You can also enable this option to always cache auxiliary data used for querying fields that are indexed with Geo Analyzers in memory, as the default or for specific fields. This can improve the performance of geo-spatial queries.

db.coll1.ensureIndex({
  name: "inv-idx",
  type: "inverted",
  fields: [
    {
      name: "attr",
      analyzer: "text_en",
      cache: true
    }
  ]
});

db.coll2.ensureIndex({
  name: "inv-idx",
  type: "inverted",
  analyzer: "text_en",
  fields: ["attr1", "attr2"],
  cache: true
});

db._createView("myView", "search-alias", { indexes: [
  { collection: "coll1", index: "inv-idx" },
  { collection: "coll2", index: "inv-idx" }
] });

See the inverted index cache property for details.

{
  "links": {
    "coll1": {
      "fields": {
        "attr": {
          "analyzers": ["text_en"],
          "cache": true
        }
      }
    },
    "coll2": {
      "includeAllFields": true,
      "analyzers": ["text_en"],
      "cache": true
    }
  }
}

See the cache Link property for details.

The "norm" Analyzer feature has performance implications even if the cache is used. You can create custom Analyzers without this feature to disable the normalization and improve the performance. Make sure that the result ranking still matches your expectations without normalization. It is recommended to use normalization for a good scoring behavior.

Primary key caching

Introduced in: v3.9.6, v3.10.2

You can always cache the primary key columns in memory. This can improve the performance of queries that return many documents, making it faster to map document IDs in the index to actual documents.

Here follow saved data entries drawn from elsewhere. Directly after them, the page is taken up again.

PR #3193, opened 2022-04-08
Fixing parserUnroll bug for sequential next operator usage

VolodymyrPeschanenkoIntel:
These changes fix bug of parserUnroll which appears in issue561-6-bmv2.p4 example.
This example contains the following code:
```
state parseO1O1 {
        packet.extract(hdr.u.next.byte);
        packet.extract(hdr.u.next.byte);
        transition accept;
}
```
ParserUnroll generated the following state before these changes:
```
state parseO1O1 {
        packet.extract(hdr.u[0].byte);
        packet.extract(hdr.u[0].byte);  /* <= here should be hdr.u[1].byte, according to the semantics of a next operator. */
        transition accept;
}
```


fruffy:
Any way to write a test for this? It will take a while until the loops unrolling pull request for p4test is in.

fruffy (approved):
Looks fine from my point of view. @mbudiu-vmw  any comments?

midend/parserUnroll.cpp
```diff
@@ -147,19 +147,19 @@ class ParserStateRewriter : public Transform {
...
+                idx = state->statesIndexes.at(expression->expr->toString());
+                if (idx + 1 < array->size && expression->member.name != IR::Type_Stack::last) {
+                    offset = 1;
+                }
             }
             if (expression->member.name == IR::Type_Stack::lastIndex) {
                 return new IR::Constant(IR::Type_Bits::get(32), idx);
             } else {
-                state->statesIndexes[expression->expr->toString()] = idx;
+                state->statesIndexes[expression->expr->toString()] = idx + offset;
```
fruffy, line 160: `expression->expr->toString()` is there no better way to map this?

VolodymyrPeschanenkoIntel: clone_id can't be applied here. It is possible to implement operator< for IR::Member, but IR::Member::member still contains cstring. So, for now, I think that this is the best solution.

VolodymyrPeschanenkoIntel: clone_id can't be applied here. It is possible to implement operator< for IR::Member, but IR::Member::member still contains cstring. So, for now, I think that this is the best solution.

mbudiu-vmw:
The spec does actually not mandate this behavior. The spec says that `nextIndex` should only be incremented if extracting directly to `next`. You can argue that this is a bug in the spec, but we should first take this change to the language design committee.

mbudiu-vmw:
See https://p4.org/p4-spec/docs/P4-16-v1.2.2.html#sec-packet-extract-one

mbudiu-vmw:
Filed https://github.com/p4lang/p4-spec/issues/1048

midend/parserUnroll.cpp
mbudiu-vmw: node->toString() should only be used for reporting user messages.
Such usage in the compiler is unsafe, since the different expressions may generate identical toString outputs.

mbudiu-vmw (changes requested):

VolodymyrPeschanenkoIntel:
I added StackVariable class to support std::map<IR::Member, ...>

midend/parserUnroll.cpp
```diff
@@ -147,19 +225,19 @@ class ParserStateRewriter : public Transform {
             BUG_CHECK(l->is<SymbolicArray>(), "%1%: expected an array", l);
             auto array = l->to<SymbolicArray>();
             unsigned idx = 0;
-            for (size_t i = 0; i < array->size; i++) {
-                auto* v = array->get(expression, i);
-                if (v->hasUninitializedParts())
-                    break;
-                else
-                    idx = i;
+            unsigned offset = 0;
```
mbudiu-vmw, line 228: can you explain what is happening here?

mbudiu-vmw (changes requested):

midend/parserUnroll.cpp
```diff
@@ -5,13 +5,91 @@
...
+    if (member == nullptr) {
+        return false;
+    }
+
+    // A member is a stack variable if it is qualified by a PathExpression or if its qualifier is a
+    // stack variable.
+    return member->expr->is<IR::PathExpression>() || repOk(member->expr);
+}
+
+bool StackVariable::operator<(const StackVariable& other) const {
```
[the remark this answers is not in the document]
VolodymyrPeschanenkoIntel: I need comparisons to use this class as a key for std::map.

mbudiu-vmw:
You do not seem to have addressed the comments made in my previous review.

midend/parserUnroll.cpp
VolodymyrPeschanenkoIntel: if it is a next operator then we need to make offset = 1, otherwise it should be 0. I did some refactoring there.

VolodymyrPeschanenkoIntel:
> The spec does actually not mandate this behavior. The spec says that `nextIndex` should only be incremented if extracting directly to `next`. You can argue that this is a bug in the spec, but we should first take this change to the language design committee.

To enable this feature for inverted indexes and by extension search-alias Views, set the primaryKeyCache property to true when creating inverted indexes.

db.articles.ensureIndex({
  name: "inv-idx",
  type: "inverted",
  fields: ["categories[*]"],
  primaryKeyCache: true
});

db._createView("articlesView", "search-alias", { indexes: [
  { collection: "articles", index: "inv-idx" }
] });

To enable this feature for arangosearch Views, set the primaryKeyCache View property to true on View creation.

{
  "links": {
    "articles": {
      "fields": {
        "categories": {}
      }
    }
  },
  "primaryKeyCache": true
}

Parallel index segment processing

Introduced in: v3.12.0

You can speed up SEARCH queries against Views using the parallelism option to process index segment using multiple threads.

See SEARCH operation in AQL for details.